Ступаешь легче, чаще засматриваешься по сторонам, отвлекаешься то на фантазию, то на ткани в витринах лавок; давно забытые желания и интересы вновь обретают силу. Так странно вспоминать о бывшем соученике, Барри. Одноклассники их практически поженили, хоть Барри и не скрывал, что ему нравятся парни. И все-таки он единственный из всей школы не боялся ни доктора Ландсманна, ни его дочери и в шутку ухаживал за Софи. Она помнит, как он впервые пришел к ней в гости; при виде ее отца Барри уморительно изобразил типичного гомика: сперва отказался пожать ему руку – «Ах, доктор Ландсманн, не подходите ко мне, я ужасно боюсь щекотки! – кривляясь, хихикал Барри. – Господи боже мой, осторожнее, доктор Ландсманн, я же знаю, что вы мозгоправ!» Барри был совершенно шальной, испорченный и красивый. Потом он ушел служить на флот, и Софи его больше не видела. Но сейчас она с удовольствием выпила бы с Барри чашечку кофе. Получается, она вернулась туда, где была пятнадцать лет назад?
Походка ее никогда еще не была такой легкой, даже в детстве. Ветерок никогда еще не был так свеж. Это дар настоящего и ощущение великого континента, куда по стечению обстоятельств ее привезли ребенком, но где она никогда толком не жила. И хотя в Америке она окончила школу и колледж, вышла замуж, устроилась на работу, она словно не высадилась в 1939-м с того парохода, и сейчас, когда эта мысль пришла ей в голову, Софи уже не уверена, действительно ли прибыла в Америку; однако она в Нью-Йорке и нелепым образом не может оттуда выбраться – значит, в этом должен быть какой-то загадочный смысл.
* * *
Годы, которые не относятся к жизни. Питтсбург, 1939–1942-й, невозможно вспомнить ясно, подобно тому, как в ту пору ребенку невозможно было мыслить ясно. Кварталы дочерна закоптелых домов с шаткими крылечками и угрюмо торчащими пожарными лестницами. Машины, рекламные щиты, сажа, вонь, мусор, очень шумно и некуда сходить, разве только в кино. Прогуливаясь в будапештских платьицах, из которых она выросла, или в странных дамских нарядах от «Еврейского благотворительного агентства», Софи думала: это не я. Не я смотрю фильм за фильмом, подворовываю в мелочных лавках, считаю ворон на уроках, читаю комиксы, детективные и киножурналы с аптечных полок, тетиным почерком пишу записки учительнице о том, что я «заболела»; это Америка, кошмар, оцепенение, пустота. С того самого года, как она приехала в Америку, и в следующие восемь лет в Питтсбурге, потом в Гарфилде, потом в колледже Брин-Мар и до самого года замужества Софи тщетно пыталась постичь бессмысленность каждой комнаты и уличного угла, свою неспособность чувствовать комнаты и улицы как мгновения своей жизни. В Америке небо было не небом, трава не травой, Софи Ландсманн не Софи Ландсманн. Но Америка была Америкой.

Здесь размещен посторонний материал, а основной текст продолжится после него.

PR #714, opened 2019-05-03
Fixes incorrect timestamp calculation reported in aodn/content/416

jonescc:
for anmn_ts_timeseries harvester

Problem occurred when using Calendar instance to round to nearest second.  There was an associated time zone of AEDT which got converted to AEST when adding 500ms for some reason.

Remove dependency on netcdf library for performing this calculation.

Add unit testing code to routine.

### DIFF
--- a/workspace/AATAMS_ACOUSTIC_REPORTING/code/routines/NetCDFUtils_0.1.item
+++ b/workspace/AATAMS_ACOUSTIC_REPORTING/code/routines/NetCDFUtils_0.1.item
@@ -1,83 +1,226 @@
 package routines;
 
+import java.text.DateFormat;
+import java.text.ParseException;
 import java.text.SimpleDateFormat;
 import java.util.Date;
+import java.util.TimeZone;
 
-import ucar.nc2.units.DateUnit;
+import routines.system.FastDateParser;
 
 /*
  * user specification: the function's comment should contain keys as follows: 1. write about the function's comment.but
  * it must be before the "{talendTypes}" key.
- * 
+ *
  * 2. {talendTypes} 's value must be talend Type, it is required . its value should be one of: String, char | Character,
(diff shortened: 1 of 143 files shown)


jonescc:
Note: this routine is currently included in each harvester that uses it.  The fix here just updates that code, but its also possible to rewrite this routine as a plugin system routine so the code would only need to be fixed in one place.  It would then be copied to the harvester whenever it was opened/built.  Need a backlog item for that as there is some work involved.

lbesnard:
@jonescc how do we test/deploy this via jenkins since it affects a lot of harvesters and will blow away the limit of 25 or so of harvester pipelines to be displayed on jenkins?

jonescc:
I'll check, but I can't see why there needs to be a limit anymore - all the artifacts are being stored on s3 now.

jonescc:
The alternative is separate pull requests for each harvester.

jonescc:
@lwgordonimos, any reason why we can't increase the number of builds kept for talend jobs now?   Its currently set to 40.   I've set the talend 7 build jobs to retain up to 200 without any issues.

lwgordonimos:
@jonescc no reason any more since the build artifacts are now 100% S3. Storing a single build is now <200kB on the Jenkins server, so should be fine!

jonescc:
@lbesnard - jenkins has been modified to display up to 200 previous builds.

lbesnard:
thanks. ill wait for all the po's to be back next week before merging this so we can push to prod the previous versions first

lbesnard:
@jonescc can we rebase this PR against master ? or shall we wait until all TOS 7 harvesters are on prod ?

jonescc:
Will need to rebase against the tos 7 branch which will eventually be merged into master.  No point doing it in master as the code it changes is going to change.

jonescc:
Rebased against master now that tos-7-1-1 has been merged - should be OK to go when ready.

Десятилетняя девочка, в 1939 году севшая на пароход вместе с отцом и семейством дяди, не ведала ни печали оттого, что всё пришлось оставить, ни тревоги о том, что ждет их в новой стране. Взрослые пошли на этот шаг, который неизбежно изменит их жизнь, из опасения, что Гитлер оккупирует Венгрию. Они уехали, чтобы избежать страшной участи, ожидавшей евреев; они говорили об этом и о трудностях, которые ждут их в Америке. В поезде из Будапешта, уже на австрийской границе, венгерский пограничник спросил тетку Ольгу на очаровательном деревенском наречии:
– Добрая женщина, отчего вы увозите из страны этих трех красивых детей?
– Потому что они евреи, – ответила тетка, – и если я не увезу их, нацисты их убьют.
– Мы все венгры, – с чувством произнес пограничник. – Евреи ли, христиане, разницы нет: мы все венгры. И мы, венгры, на нашей земле не дадим детей в обиду немцам.
– Эти дети – евреи, – повторила тетка, и пограничник вновь возразил: нет, они венгры.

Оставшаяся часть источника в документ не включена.